▸ **Exercise requirements**:
Only one stretch of the records below is wanted: the lines from the one holding "err := c.resolveSetup(x.Setup)" through the one holding "instead of with". Return it exactly, both ends included.

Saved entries
PR #673, opened 2024-09-25
fix(migration): fix migration bug

chuang8511:
Because

- there is a bug in migration file

This commit

- fix the bug

### DIFF
--- a/pkg/db/migration/convert/convert000029/convert.go
+++ b/pkg/db/migration/convert/convert000029/convert.go
@@ -32,6 +32,10 @@ func (c *ConvertToArtifactType) migratePipeline() error {
 			isRecipeUpdated := false
 			l := c.Logger.With(zap.String("pipelineUID", p.UID.String()))
 
+			if p.Recipe == nil {
+				continue
+			}
+
 			for id, comp := range p.Recipe.Component {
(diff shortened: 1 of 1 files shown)


jvallesm (approved):

pkg/db/migration/convert/convert000029/convert.go
```diff
@@ -45,7 +49,7 @@ func (c *ConvertToArtifactType) migratePipeline() error {
 			}
 
 			if isRecipeUpdated {
-				recipeYAML, err := yaml.Marshal(p.Recipe)
+				recipeYAML, err := yaml.Marshal(p.RecipeYAML)
```
donch1989, line 52: Hi @chuang8511,

1. Will `yaml.Marshal(p.RecipeYAML)` preserve all the comments and layout from the original YAML?
2. I have doubts about this working as expected since you're migrating `p.Recipe`, but you're saving `p.RecipeYAML`.

donch1989 (changes requested):

pkg/db/migration/convert/convert000029/convert.go
chuang8511: Sorry, I did not notice this part. I will check it later.

PR #675, opened 2024-09-26
feat(document): add dependency

chuang8511:
Because

- some pdf cannot be processed by pdfplumber

This commit

- add the dependency of the tool to repair PDF


chuang8511:
We can directly use libreoffice

PR #680, opened 2024-09-30
feat(universalai): add instill credit function for universal ai component

jvallesm:
This is a port of https://github.com/instill-ai/component/pull/362

Because

- we will support universal ai to execute vendors' ai models

This commit

- import the vendors' key to component and execution

### DIFF
--- a/pkg/component/ai/universalai/v0/config/tasks.json
+++ b/pkg/component/ai/universalai/v0/config/tasks.json
@@ -15,60 +15,6 @@
           "instillShortDescription": "Input data",
           "type": "object",
           "properties": {
-            "model": {
-              "description": "The model to be used. Now, it only supports OpenAI model, and will support more models in the future.",
-              "instillShortDescription": "The model to be used.",
-              "instillAcceptFormats": [
-                "string"
-              ],
-              "enum": [
-                "o1-preview",
-                "o1-mini",
-                "gpt-4o-mini",
-                "gpt-4o",
-                "gpt-4o-2024-05-13",
-                "gpt-4o-2024-08-06",
-                "gpt-4-turbo",
-                "gpt-4-turbo-2024-04-09",
-                "gpt-4-0125-preview",
-                "gpt-4-turbo-preview",
-                "gpt-4-1106-preview",
-                "gpt-4-vision-preview",
-                "gpt-4",
-                "gpt-4-0314",
-                "gpt-4-0613",
-                "gpt-4-32k",
-                "gpt-4-32k-0314",
-                "gpt-4-32k-0613",
-                "gpt-3.5-turbo",
-                "gpt-3.5-turbo-16k",
-                "gpt-3.5-turbo-0301",
-                "gpt-3.5-turbo-0613",
-                "gpt-3.5-turbo-1106",
-                "gpt-3.5-turbo-0125",
-                "gpt-3.5-turbo-16k-0613"
-              ],
-              "instillCredentialMap": {
-                "values": [
-                  "o1-preview",
-                  "o1-mini",
-                  "gpt-4o",
-                  "gpt-4o-2024-08-06",
-                  "gpt-4-turbo",
-                  "gpt-4-vision-preview",
-                  "gpt-4",
-                  "gpt-4-32k",
-                  "gpt-3.5-turbo",
-                  "gpt-4o-mini"
-                ],
-                "targets": [
-                  "setup.api-key"
-                ]
-              },
-              "instillUIOrder": 0,
-              "title": "Model Name",
-              "type": "string"
-            },
             "messages": {
               "title": "Chat Messages",
               "type": "array",
@@ -203,12 +149,11 @@
                   "role"
                 ]
               },
-              "instillUIOrder": 1,
+              "instillUIOrder": 0,
               "description": "List of chat messages"
             }
           },
           "required": [
-            "model",
             "messages"
           ],
           "instillUIOrder": 0
--- a/pkg/component/ai/universalai/v0/main.go
+++ b/pkg/component/ai/universalai/v0/main.go
@@ -36,11 +36,12 @@ var (
 type component struct {
 	base.Component
 
-	instillAPIKey string
+	instillAPIKey map[string]string
 }
 
 type execution struct {
 	base.ComponentExecution
+
 	usesInstillCredentials bool
 	execute                func(*structpb.Struct, *base.Job, context.Context) (*structpb.Struct, error)
 }
@@ -59,7 +60,12 @@ func Init(bc base.Component) *component {
 }
 
 func (c *component) CreateExecution(x base.ComponentExecution) (base.IExecution, error) {
-	resolvedSetup, resolved, err := c.resolveSetup(x.Setup)
+
+	model := getModel(x.GetSetup())
+	vendor := ModelVendorMap[model]
+
+	resolvedSetup, resolved, err := c.resolveSetup(vendor, x.Setup)
+
 	if err != nil {
 		return nil, err
 	}
@@ -92,15 +98,18 @@ func (e *execution) UsesInstillCredentials() bool {
 // WithInstillCredentials loads Instill credentials into the component, which
 // can be used to configure it with globally defined parameters instead of with
 // user-defined credential values.
-func (c *component) WithInstillCredentials(s map[string]any) *component {
-	c.instillAPIKey = base.ReadFromGlobalConfig(cfgAPIKey, s)
+func (c *component) WithInstillCredentials(vendor string, s map[string]any) *component {
+	if c.instillAPIKey == nil {
+		c.instillAPIKey = make(map[string]string)
+	}
+	c.instillAPIKey[vendor] = base.ReadFromGlobalConfig(cfgAPIKey, s)
 	return c
 }
 
 // resolveSetup checks whether the component is configured to use the Instill
 // credentials injected during initialization and, if so, returns a new setup
 // with the secret credential values.
-func (c *component) resolveSetup(setup *structpb.Struct) (*structpb.Struct, bool, error) {
+func (c *component) resolveSetup(vendor string, setup *structpb.Struct) (*structpb.Struct, bool, error) {
 	if setup == nil || setup.Fields == nil {
 		setup = &structpb.Struct{Fields: map[string]*structpb.Value{}}
 	}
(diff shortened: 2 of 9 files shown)


pkg/component/base/execution_wrapper.go
```diff
@@ -108,6 +108,14 @@ func (e *ExecutionWrapper) Execute(ctx context.Context, jobs []*Job) (err error)
 	for batchIdx, job := range wrappedJobs {
 		outputs[batchIdx] = job.Output.(*outputWriter).GetOutput()
 	}
+
+	// Universal AI component set usesInstillCredentials when it executes, which is different from other AI components.
+	h, err = newUH(e)
```
jvallesm, line 113: ❓ Why is this `h` different than the one declared above?

chuang8511: Ah, maybe the comment is misleading.

Because Universal AI component set usesInstillCredentials when it executes, I have to re-initialise the h after the job executes.

So, they are same, and I just re-initialise it.
I will change the comment

jvallesm: I don't understand why this needs to be computed during `Execute` instead of `CreateExecution`. Can you expand on this?

chuang8511: > why this needs to be computed during Execute instead of CreateExecution.

Because it will need to know which vendor to be called when the input is inserted, which is in the process of Execute.

> Having a component that changes this under the hood and forcing the interface it implements to adapt to that fact feels like an antipattern.

I do not get this point.
Do you mean that it will be better pattern to initialise another handler?
Or, maybe we should differentiate the handler to calculate the input token and the output cost.
Now, it is 1 handler. Check is more like before the Execute.
But, Collect is more like after the Execute because the output usually comes after the execution.
Is this point you are talking about?

```
// UsageHandler allows the component execution wrapper to add checks and
// collect usage metrics around a component execution.
type UsageHandler interface {
	Check(ctx context.Context, inputs []*structpb.Struct) error
	Collect(ctx context.Context, inputs, outputs []*structpb.Struct) error
}
```

donch1989: @chuang8511 
What if we put the model name into setup?

donch1989: The issue arises because we can only resolve secrets in `setup`, not in `input`.
Maybe we should reconsider which data belongs to `setup` and which data belongs to `input`.

chuang8511: > The issue arises because we can only resolve secrets in setup, not in input.

Why do we have this limitation?

> Maybe we should reconsider which data belongs to setup and which data belongs to input.

Yes. I think so. The model is a bit weird for me to set it in setup.
But, it seems a good solution too.

donch1989: Although it may not be consistent with other components, placing it in `setup` is still valid. The original purpose of having separate `setup` and `input` sections is to distinguish between 1. how we configure or connect the component and 2. the data fed into it. We can consider `model_name` as a configuration rather than part of the input data.

chuang8511: > But recreating the usage handler because one implementation changes it during execution is obscure, it can lead to hard-to-debug issues.

It is a good opinion.

> I'd vote for keeping this in the setup but I'm open for alternatives as long as the interface is clear and dictates the implementations, not the other way around.

> Although it may not be consistent with other components, placing it in setup is still valid.

Ok, I will modify it. Thanks for feedback.

chuang8511: I move it to setup.

jvallesm (commented):
OK, now (reading the latest changes) I see the problem with having the model in the setup. Model is tied to Task, and Task is an input param, so having this in the setup is far from ideal. It produces the same obscurity I didn't like in modifying the output of `UsesInstillCredentials` from within an execution. In this case, we'll wonder "why this component in particular has the model in the setup? doesn't this determine the task than will be later set in the input?". Setup is not for this and, now, with the Integration feature, I don't see it as a clean solution (I imagine creating a connection and needing to specify the model).

As mentioned yesterday, UniversalAI component challenges the assumptions based on which the `IExecution` interface was modified to accommodate the usage handler / credit consumption feature. Before, we could know whether a component execution would be using a global key at the `CreateExecution` moment because it depended solely on the setup and on the initialisation of the component. Now, it will depend on the execution input. So we can pass the input to `UsesInstillCredentials` to check if that execution uses credentials / should consume credit. This has another trap: we're assuming that all the jobs in the input have the same model, which isn't enforced anywhere in the code. Right now we have a usage handler per execution, not per input in the batch of an execution. We'll face this problem with either solution at this point (recreating the usage handler after execution or passing the input).

All this doesn't need to be taken into account for this PR, I'm aware we're at the end of a sprint and compromises need to be taken. But I'd like for us to consider these issues and refactor the usage handler pattern as we move forward with the UniversalAI, I feel the current solutions just hack the component to make it behave the way we'd like to, adding debt that will be hard to clean up in the future.

chuang8511:
>  It produces the same obscurity I didn't like in modifying the output of UsesInstillCredentials from within an execution.

I do not get this. Previously, it was. But, now, we do not modify output of UsesInstillCredentials from within an execution. right? Do I miss to read some points?

> In this case, we'll wonder "why this component in particular has the model in the setup? doesn't this determine the task than will be later set in the input?". Setup is not for this and, now, with the Integration feature, I don't see it as a clean solution (I imagine creating a connection and needing to specify the model).

To clarify, I thought it is a trade-off point in the yesterday discussion.
We do not want one implementation to change the interface design, so we accept model to put in setup.
I do not get a new POV about why it is a clean solution.

And, about "(I imagine creating a connection and needing to specify the model).", we may need time to discuss with product/UX team how it will be. I think the current "unclean" code design is mainly from how we imagine the product differently.


> This has another trap: we're assuming that all the jobs in the input have the same model, which isn't enforced anywhere in the code. Right now we have a usage handler per execution, not per input in the batch of an execution. We'll face this problem with either solution at this point (recreating the usage handler after execution or passing the input).

I think it is a good point to foresee the problem. I will list it in the ticket for the refactor after we finish this.

pkg/component/ai/universalai/v0/config/tasks.json
```diff
@@ -15,60 +15,6 @@
           "instillShortDescription": "Input data",
           "type": "object",
           "properties": {
-            "model": {
```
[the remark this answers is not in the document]
chuang8511: I will modify it! Thank you for pointing out!

pkg/component/ai/universalai/v0/main.go
```diff
@@ -111,10 +120,42 @@ func (c *component) resolveSetup(setup *structpb.Struct) (*structpb.Struct, bool
...
-	setup.GetFields()[cfgAPIKey] = structpb.NewStringValue(c.instillAPIKey)
+	setup.GetFields()[cfgAPIKey] = structpb.NewStringValue(c.instillAPIKey[vendor])
 	return setup, true, nil
 }
+
+func getModel(setup *structpb.Struct) string {
+	return setup.GetFields()["model"].GetStringValue()
+}
+
+var ModelVendorMap = map[string]string{
```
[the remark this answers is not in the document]
chuang8511: Good catch. Thank you. I will modify it.

BTW, I am curious how you decide if a var or function is exposed or not.
Is that as simple as that whether it needs to be known by other packages?

pkg/component/store/store.go
```diff
@@ -123,11 +124,12 @@ func Init(
...
 		}
-		// {
-		// 	conn := universalai.Init(baseComp)
-		// 	conn = conn.WithInstillCredentials(secrets[conn.GetDefinitionID()])
-		// 	compStore.Import(conn)
-		// }
+		{
+			conn := universalai.Init(baseComp)
+			// Please apply more keys when we add more vendors
+			conn = conn.WithInstillCredentials("openai", secrets["openai"])
```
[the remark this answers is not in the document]
chuang8511: > The signature of WithInstillCredentials won't work in the future when we want to pass the secrets of several vendors. 

Why won't it work in the future?
I overwrote [the function](https://github.com/instill-ai/pipeline-backend/pull/680/files#diff-ff20f7796e9b08cfaf588f5acb05c3445db65093c50b61b0dd6278e428ecc34dR101).

Or, do you mean, ideally, we shouldn't overwrite any interface function?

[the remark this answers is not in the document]
jvallesm: > Or, do you mean, ideally, we shouldn't overwrite any interface function?

No, not that. Actually this function isn't part of any interface. In my comment I was wondering if it made sense to pass `secrets` as a whole in this case, or another strategy (I don't like passing unnecessary secrets to the component). If you have several vendors, I guess you can call `conn.WithInstillCredentials` several times, which is a possible solution.

jvallesm:
> I do not get this. Previously, it was. But, now, we do not modify output of UsesInstillCredentials from within an execution. right? Do I miss to read some points?

It was an example of what I critiziced previously. Now you fixed that but by putting Model in the setup (as I recommended) we just made another part unclear. So in my comment I meant that both solutions work around a problem that lies somewhere else: the `UsageHandler` interface was designed to be reusable during the whole lifespan of a `ComponentExecution`, but UniversalAI component breaks this assumption and we need to adapt.

> To clarify, I thought it is a trade-off point in the yesterday discussion

Exactly, let me stress this from my previous comment: at this point I'm fine with re-creating the usage handler or putting the model in the UniversalAI setup configuration, as long as we document why we're doing so and we agree on refactoring this part. Neither are a clean solution because
- `ExecutionWrapper` communicates with the components trhough the `IExecution` and `IComponent` interfaces, meaning it shouldn't care what each implementation does under the hood. By re-creating the usage handler we're breaking that principle, we only do so because one implementation alters the behaviour of one of the interface methods during the execution.
- Putting the method property in Setup isn't clean because the setup is meant to hold the connection details and Model has nothing to do with that. Moreover, Model is tied to the input property Task and now we're putting them in different parts of the spec.
- Neither solution addresses the issue where each job in a batch has different models or vendors to execute a task.

pkg/component/store/store.go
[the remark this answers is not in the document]
chuang8511: >   If you have several vendors, I guess you can call conn.WithInstillCredentials several times, which is a possible solution.

Yes, so the comment, "// Please apply more keys when we add more vendors", means we need to init more keys when we add more vendors.

>  In my comment I was wondering if it made sense to pass secrets as a whole in this case, or another strategy (I don't like passing unnecessary secrets to the component).

Ah, got you! I think it is a good preference! 👍 
I will keep them in my mind when we refactor those in the future!

chuang8511:
> ExecutionWrapper communicates with the components trhough the IExecution and IComponent interfaces, meaning it shouldn't care what each implementation does under the hood. By re-creating the usage handler we're breaking that principle, we only do so because one implementation alters the behaviour of one of the interface methods during the execution.
Putting the method property in Setup isn't clean because the setup is meant to hold the connection details and Model has nothing to do with that. Moreover, Model is tied to the input property Task and now we're putting them in different parts of the spec.
Neither solution addresses the issue where each job in a batch has different models or vendors to execute a task.

Got you! It is really clear! Thank you!

pkg/component/store/store.go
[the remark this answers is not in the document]
chuang8511: Recorded in ticket ins-5956.

pkg/component/ai/universalai/v0/config/tasks.json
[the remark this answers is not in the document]
chuang8511: move to 0.2.0

chuang8511:
About the to-be-refactored point, I noted them in to the secion of `Note about the future refactor` in ins-5956.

▸ **Task solution**:
-	resolvedSetup, resolved, err := c.resolveSetup(x.Setup)
+
+	model := getModel(x.GetSetup())
+	vendor := ModelVendorMap[model]
+
+	resolvedSetup, resolved, err := c.resolveSetup(vendor, x.Setup)
+
 	if err != nil {
 		return nil, err
 	}
@@ -92,15 +98,18 @@ func (e *execution) UsesInstillCredentials() bool {
 // WithInstillCredentials loads Instill credentials into the component, which
 // can be used to configure it with globally defined parameters instead of with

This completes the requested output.